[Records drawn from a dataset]
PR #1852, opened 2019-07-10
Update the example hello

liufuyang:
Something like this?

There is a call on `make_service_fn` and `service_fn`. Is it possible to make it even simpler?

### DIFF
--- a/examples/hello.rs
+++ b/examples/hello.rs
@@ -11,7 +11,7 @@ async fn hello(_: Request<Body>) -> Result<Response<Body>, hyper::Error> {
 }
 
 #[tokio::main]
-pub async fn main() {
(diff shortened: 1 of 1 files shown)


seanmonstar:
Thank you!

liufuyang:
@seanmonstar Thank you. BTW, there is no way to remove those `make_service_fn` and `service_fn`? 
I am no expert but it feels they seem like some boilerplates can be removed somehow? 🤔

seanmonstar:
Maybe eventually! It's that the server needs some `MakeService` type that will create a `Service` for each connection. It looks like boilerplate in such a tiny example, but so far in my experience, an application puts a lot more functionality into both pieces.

- [Problem details] Set down exactly the line that holds "you. BTW, there" and all lines after it to the end of the data.

- [Your solution]
@seanmonstar Thank you. BTW, there is no way to remove those `make_service_fn` and `service_fn`? 
I am no expert but it feels they seem like some boilerplates can be removed somehow? 🤔

seanmonstar:
Maybe eventually! It's that the server needs some `MakeService` type that will create a `Service` for each connection. It looks like boilerplate in such a tiny example, but so far in my experience, an application puts a lot more functionality into both pieces.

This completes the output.